### Work to complete
Search the listing below for the word "switch" and return each line that contains it.

### Information shown
++++
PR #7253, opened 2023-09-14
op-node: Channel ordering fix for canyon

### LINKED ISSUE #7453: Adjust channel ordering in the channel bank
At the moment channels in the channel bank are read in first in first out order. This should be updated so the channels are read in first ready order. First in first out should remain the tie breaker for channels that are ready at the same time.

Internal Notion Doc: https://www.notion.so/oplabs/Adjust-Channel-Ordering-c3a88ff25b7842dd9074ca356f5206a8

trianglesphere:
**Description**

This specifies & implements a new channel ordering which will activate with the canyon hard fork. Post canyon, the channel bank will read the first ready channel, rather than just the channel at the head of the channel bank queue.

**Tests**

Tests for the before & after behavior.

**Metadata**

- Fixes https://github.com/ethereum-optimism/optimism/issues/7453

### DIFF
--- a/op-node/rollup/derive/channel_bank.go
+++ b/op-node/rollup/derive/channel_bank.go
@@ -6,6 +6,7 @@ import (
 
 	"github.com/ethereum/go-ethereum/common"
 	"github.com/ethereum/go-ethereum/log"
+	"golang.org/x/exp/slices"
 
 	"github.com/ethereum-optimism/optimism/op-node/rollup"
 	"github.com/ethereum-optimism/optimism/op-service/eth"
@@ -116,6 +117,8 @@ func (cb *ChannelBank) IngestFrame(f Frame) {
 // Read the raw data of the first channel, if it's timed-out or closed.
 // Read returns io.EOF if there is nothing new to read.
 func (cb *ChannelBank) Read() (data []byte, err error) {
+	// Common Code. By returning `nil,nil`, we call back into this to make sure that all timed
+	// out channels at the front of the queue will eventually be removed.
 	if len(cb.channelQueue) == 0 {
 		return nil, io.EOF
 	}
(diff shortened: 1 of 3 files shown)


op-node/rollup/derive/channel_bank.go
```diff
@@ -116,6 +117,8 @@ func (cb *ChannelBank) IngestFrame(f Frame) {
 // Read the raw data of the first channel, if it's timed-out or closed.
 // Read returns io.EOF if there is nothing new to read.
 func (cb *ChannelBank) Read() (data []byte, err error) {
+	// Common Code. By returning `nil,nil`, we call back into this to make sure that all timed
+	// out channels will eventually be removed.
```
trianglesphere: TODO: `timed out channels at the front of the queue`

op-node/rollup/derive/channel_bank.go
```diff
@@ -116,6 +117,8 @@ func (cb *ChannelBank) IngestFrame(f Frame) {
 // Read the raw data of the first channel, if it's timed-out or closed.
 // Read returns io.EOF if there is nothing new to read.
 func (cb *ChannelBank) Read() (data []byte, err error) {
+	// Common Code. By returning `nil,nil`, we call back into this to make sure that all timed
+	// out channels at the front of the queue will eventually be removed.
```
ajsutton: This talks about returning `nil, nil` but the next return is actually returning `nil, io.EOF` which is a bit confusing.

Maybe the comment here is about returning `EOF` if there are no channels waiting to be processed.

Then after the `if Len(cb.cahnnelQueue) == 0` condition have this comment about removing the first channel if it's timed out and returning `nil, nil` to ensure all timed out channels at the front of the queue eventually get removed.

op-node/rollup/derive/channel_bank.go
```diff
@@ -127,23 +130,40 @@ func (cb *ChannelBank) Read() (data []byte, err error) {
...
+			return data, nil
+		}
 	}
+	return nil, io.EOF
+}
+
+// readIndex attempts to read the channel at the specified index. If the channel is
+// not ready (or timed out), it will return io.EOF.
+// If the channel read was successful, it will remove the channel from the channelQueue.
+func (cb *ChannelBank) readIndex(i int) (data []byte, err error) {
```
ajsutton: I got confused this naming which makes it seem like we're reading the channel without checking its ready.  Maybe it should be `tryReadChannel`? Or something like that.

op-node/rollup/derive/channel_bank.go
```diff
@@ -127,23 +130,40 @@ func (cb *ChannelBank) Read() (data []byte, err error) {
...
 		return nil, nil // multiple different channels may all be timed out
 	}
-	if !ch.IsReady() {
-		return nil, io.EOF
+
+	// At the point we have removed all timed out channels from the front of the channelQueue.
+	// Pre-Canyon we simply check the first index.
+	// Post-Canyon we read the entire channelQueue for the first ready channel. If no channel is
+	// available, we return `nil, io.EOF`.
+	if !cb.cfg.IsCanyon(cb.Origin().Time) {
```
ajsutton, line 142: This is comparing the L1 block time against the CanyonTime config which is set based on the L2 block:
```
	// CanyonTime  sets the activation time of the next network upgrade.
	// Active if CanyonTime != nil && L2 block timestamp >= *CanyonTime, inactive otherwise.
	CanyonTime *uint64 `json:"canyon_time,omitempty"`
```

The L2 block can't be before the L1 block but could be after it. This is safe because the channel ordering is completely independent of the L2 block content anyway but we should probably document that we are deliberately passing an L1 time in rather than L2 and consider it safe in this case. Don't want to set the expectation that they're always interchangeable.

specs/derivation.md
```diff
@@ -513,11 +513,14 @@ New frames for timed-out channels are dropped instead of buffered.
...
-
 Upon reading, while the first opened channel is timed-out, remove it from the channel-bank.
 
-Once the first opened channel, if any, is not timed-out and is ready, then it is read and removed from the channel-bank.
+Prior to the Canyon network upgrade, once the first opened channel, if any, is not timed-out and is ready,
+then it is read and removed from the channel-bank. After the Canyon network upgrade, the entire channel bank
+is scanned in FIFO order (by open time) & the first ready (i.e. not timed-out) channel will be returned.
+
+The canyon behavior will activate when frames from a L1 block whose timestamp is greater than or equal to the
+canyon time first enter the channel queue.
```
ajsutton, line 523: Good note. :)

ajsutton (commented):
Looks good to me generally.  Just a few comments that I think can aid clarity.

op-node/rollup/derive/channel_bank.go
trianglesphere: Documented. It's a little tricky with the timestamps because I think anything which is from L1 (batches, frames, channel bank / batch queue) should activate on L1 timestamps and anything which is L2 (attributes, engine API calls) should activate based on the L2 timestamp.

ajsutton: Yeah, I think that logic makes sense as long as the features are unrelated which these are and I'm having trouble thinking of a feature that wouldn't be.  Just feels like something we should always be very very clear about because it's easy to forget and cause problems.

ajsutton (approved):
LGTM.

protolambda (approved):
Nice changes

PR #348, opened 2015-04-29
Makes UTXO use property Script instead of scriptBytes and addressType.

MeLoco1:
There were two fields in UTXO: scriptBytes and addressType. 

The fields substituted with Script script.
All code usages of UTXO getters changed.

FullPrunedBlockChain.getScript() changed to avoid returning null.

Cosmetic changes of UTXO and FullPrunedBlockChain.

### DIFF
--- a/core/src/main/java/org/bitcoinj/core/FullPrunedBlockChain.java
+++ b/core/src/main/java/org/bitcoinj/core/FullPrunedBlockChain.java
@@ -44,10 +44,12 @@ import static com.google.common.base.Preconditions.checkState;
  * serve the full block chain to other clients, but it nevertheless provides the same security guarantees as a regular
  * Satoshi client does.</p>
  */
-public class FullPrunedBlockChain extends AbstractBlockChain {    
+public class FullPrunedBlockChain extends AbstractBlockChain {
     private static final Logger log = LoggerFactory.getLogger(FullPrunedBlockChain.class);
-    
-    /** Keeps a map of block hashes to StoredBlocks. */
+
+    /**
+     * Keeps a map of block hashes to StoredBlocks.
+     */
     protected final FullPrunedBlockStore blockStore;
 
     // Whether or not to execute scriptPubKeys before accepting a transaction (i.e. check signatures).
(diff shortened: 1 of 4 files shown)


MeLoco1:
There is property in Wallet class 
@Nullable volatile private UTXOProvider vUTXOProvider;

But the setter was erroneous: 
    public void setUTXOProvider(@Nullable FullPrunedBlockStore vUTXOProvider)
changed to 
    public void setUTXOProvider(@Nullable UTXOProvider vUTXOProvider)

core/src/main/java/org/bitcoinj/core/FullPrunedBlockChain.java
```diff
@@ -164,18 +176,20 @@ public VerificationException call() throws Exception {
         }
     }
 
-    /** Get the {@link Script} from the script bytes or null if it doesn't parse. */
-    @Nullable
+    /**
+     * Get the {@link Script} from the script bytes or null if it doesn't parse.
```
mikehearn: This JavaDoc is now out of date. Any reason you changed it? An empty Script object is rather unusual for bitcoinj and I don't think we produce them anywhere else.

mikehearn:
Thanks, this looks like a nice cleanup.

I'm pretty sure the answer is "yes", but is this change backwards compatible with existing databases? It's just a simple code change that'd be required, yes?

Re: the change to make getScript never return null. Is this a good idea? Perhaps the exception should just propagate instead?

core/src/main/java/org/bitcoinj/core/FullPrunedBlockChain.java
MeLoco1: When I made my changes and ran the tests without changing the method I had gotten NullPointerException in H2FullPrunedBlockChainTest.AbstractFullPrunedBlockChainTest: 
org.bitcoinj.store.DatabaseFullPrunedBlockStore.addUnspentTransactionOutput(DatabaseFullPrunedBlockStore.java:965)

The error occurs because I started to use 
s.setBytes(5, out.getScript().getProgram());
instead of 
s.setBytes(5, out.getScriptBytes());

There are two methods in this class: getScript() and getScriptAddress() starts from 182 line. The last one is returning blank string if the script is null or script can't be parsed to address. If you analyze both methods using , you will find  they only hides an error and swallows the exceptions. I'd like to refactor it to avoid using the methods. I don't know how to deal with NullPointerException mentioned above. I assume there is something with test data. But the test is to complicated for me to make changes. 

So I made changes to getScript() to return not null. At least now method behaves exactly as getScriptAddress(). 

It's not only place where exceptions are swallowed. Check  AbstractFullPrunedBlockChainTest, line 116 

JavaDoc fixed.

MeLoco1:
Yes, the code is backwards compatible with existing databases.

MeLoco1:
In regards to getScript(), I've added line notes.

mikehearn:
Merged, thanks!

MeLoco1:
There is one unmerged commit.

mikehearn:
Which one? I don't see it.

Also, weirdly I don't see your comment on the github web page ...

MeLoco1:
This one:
++++
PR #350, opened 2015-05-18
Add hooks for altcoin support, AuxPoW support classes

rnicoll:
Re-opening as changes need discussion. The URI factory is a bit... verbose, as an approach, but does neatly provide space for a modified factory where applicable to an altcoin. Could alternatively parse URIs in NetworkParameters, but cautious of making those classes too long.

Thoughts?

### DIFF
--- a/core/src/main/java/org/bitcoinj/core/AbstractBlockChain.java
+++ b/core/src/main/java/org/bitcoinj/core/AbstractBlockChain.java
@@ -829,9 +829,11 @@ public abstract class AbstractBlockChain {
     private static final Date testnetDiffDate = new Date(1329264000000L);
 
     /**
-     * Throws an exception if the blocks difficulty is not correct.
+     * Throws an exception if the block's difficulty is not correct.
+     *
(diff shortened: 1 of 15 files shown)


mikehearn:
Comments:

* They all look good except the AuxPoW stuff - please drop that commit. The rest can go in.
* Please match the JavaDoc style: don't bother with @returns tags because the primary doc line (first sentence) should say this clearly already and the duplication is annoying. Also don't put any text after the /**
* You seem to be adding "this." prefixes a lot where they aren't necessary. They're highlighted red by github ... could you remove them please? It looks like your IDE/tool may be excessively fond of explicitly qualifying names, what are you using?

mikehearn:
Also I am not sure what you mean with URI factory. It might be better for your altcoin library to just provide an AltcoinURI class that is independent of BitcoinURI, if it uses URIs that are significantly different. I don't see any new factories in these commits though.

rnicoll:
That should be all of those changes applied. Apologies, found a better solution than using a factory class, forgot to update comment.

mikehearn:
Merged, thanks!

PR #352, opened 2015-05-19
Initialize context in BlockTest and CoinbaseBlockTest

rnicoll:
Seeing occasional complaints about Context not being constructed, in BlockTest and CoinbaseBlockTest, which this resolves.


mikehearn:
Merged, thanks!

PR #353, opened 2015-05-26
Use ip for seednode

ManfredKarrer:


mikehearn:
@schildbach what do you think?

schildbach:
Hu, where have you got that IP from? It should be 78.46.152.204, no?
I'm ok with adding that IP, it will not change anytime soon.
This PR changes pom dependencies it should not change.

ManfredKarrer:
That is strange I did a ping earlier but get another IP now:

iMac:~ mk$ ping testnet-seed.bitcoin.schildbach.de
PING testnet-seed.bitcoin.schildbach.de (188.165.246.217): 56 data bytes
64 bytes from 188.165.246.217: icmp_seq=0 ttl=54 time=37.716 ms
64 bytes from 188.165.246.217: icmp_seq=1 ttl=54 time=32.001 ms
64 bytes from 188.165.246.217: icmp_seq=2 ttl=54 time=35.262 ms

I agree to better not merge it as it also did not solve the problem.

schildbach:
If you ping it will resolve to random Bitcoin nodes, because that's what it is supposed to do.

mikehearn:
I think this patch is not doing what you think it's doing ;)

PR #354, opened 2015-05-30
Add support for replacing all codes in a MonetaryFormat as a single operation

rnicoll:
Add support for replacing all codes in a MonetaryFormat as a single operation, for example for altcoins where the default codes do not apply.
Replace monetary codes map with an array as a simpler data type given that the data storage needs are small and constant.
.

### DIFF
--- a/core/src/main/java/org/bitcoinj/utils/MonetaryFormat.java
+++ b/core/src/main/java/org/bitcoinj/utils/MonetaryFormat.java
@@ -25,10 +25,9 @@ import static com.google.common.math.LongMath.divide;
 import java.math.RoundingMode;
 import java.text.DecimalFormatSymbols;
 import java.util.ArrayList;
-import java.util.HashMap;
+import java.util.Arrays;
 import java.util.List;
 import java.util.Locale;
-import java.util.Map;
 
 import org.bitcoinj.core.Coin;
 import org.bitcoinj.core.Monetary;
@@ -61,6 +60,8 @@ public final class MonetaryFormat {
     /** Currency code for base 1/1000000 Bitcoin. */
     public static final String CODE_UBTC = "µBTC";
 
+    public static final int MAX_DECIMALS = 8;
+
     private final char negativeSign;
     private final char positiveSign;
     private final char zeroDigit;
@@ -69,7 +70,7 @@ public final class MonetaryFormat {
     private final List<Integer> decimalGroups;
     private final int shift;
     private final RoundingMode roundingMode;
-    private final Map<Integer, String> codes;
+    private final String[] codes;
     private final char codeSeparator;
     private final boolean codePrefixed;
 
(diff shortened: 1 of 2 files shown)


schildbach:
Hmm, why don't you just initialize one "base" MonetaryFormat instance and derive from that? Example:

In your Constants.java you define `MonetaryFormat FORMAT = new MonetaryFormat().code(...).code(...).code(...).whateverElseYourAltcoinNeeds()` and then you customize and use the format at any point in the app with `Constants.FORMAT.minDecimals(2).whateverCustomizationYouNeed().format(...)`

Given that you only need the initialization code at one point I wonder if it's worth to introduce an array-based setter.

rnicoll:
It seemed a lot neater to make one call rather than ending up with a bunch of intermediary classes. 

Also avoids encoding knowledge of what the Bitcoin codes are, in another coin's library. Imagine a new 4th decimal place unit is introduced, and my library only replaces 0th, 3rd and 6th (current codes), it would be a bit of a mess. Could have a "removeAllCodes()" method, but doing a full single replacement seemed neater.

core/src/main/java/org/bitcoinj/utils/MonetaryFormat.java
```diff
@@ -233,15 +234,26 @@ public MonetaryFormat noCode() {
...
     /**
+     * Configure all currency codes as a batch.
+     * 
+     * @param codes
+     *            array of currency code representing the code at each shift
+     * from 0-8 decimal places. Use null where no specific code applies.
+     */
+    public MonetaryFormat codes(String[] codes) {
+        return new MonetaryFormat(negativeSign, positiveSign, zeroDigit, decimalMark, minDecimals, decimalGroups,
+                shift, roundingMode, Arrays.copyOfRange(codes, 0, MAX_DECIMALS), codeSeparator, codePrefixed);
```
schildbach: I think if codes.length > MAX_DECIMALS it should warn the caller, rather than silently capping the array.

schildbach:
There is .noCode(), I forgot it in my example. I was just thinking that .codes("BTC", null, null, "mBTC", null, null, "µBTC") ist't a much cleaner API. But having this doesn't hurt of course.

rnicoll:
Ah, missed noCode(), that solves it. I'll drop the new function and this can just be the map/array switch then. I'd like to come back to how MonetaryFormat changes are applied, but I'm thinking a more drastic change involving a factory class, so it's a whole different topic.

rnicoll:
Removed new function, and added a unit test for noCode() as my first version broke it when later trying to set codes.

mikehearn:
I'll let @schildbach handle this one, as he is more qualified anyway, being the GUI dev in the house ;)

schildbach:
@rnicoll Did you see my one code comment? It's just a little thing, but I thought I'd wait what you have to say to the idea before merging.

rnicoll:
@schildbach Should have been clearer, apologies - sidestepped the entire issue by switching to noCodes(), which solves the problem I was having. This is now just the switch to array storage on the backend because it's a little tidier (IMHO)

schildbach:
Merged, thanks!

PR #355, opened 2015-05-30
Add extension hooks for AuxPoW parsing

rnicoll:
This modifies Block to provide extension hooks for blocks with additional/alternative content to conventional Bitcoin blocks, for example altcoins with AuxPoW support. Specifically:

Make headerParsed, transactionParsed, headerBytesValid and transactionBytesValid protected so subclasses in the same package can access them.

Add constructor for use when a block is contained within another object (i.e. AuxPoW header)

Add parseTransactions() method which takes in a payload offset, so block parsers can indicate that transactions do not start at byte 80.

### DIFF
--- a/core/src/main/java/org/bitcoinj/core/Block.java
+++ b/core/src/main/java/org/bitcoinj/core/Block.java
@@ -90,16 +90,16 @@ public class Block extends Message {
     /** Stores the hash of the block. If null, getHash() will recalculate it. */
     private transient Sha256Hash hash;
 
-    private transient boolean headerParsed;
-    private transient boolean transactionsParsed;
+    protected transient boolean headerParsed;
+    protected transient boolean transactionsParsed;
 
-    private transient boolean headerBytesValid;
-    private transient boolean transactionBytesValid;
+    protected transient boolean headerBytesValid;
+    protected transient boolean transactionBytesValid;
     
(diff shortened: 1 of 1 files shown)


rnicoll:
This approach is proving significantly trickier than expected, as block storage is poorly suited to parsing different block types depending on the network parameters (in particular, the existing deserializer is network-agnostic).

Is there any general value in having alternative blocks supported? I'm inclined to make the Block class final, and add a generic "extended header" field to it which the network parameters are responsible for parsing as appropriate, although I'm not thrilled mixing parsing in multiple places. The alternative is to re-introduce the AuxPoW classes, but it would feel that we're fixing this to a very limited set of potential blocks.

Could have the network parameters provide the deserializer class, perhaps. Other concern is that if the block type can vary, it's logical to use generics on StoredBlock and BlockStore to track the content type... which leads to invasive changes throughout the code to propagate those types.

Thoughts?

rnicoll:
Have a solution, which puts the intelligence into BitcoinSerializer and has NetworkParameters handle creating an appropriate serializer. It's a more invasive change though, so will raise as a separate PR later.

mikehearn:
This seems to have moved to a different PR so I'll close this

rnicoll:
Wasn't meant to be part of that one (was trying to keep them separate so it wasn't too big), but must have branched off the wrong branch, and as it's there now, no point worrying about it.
++++
### Solution for this exercise
Ah, missed noCode(), that solves it. I'll drop the new function and this can just be the map/array switch then. I'd like to come back to how MonetaryFormat changes are applied, but I'm thinking a more drastic change involving a factory class, so it's a whole different topic.
@schildbach Should have been clearer, apologies - sidestepped the entire issue by switching to noCodes(), which solves the problem I was having. This is now just the switch to array storage on the backend because it's a little tidier (IMHO)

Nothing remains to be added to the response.